#### Work request:
Where a line below holds the string "public", count it; then give the total without any other words.

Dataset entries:

+ + + + +

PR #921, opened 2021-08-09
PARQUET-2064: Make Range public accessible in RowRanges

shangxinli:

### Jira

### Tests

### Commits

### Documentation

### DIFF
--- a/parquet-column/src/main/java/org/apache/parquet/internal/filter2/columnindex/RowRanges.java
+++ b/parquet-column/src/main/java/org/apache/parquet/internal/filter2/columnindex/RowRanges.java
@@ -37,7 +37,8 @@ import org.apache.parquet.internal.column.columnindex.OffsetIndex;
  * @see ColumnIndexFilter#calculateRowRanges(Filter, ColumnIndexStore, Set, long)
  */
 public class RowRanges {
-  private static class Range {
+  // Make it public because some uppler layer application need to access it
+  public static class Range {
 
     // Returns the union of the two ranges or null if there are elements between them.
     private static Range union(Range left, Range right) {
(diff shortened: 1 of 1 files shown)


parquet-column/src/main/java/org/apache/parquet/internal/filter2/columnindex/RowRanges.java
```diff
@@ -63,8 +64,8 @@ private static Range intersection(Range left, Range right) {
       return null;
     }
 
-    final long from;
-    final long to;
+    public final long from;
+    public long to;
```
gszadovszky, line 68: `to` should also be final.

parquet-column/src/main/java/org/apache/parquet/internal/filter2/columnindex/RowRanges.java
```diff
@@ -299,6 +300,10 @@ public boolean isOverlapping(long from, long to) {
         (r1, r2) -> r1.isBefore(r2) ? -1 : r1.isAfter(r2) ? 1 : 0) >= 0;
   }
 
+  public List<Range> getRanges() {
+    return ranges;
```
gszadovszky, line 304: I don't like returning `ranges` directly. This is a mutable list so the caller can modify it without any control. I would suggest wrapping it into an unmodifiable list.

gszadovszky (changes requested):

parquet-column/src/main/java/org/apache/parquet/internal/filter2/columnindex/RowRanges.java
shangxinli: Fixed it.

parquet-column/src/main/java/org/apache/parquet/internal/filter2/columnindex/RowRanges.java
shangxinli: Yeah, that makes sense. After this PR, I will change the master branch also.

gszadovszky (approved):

+ + + + +

#### Answer for this exercise:
8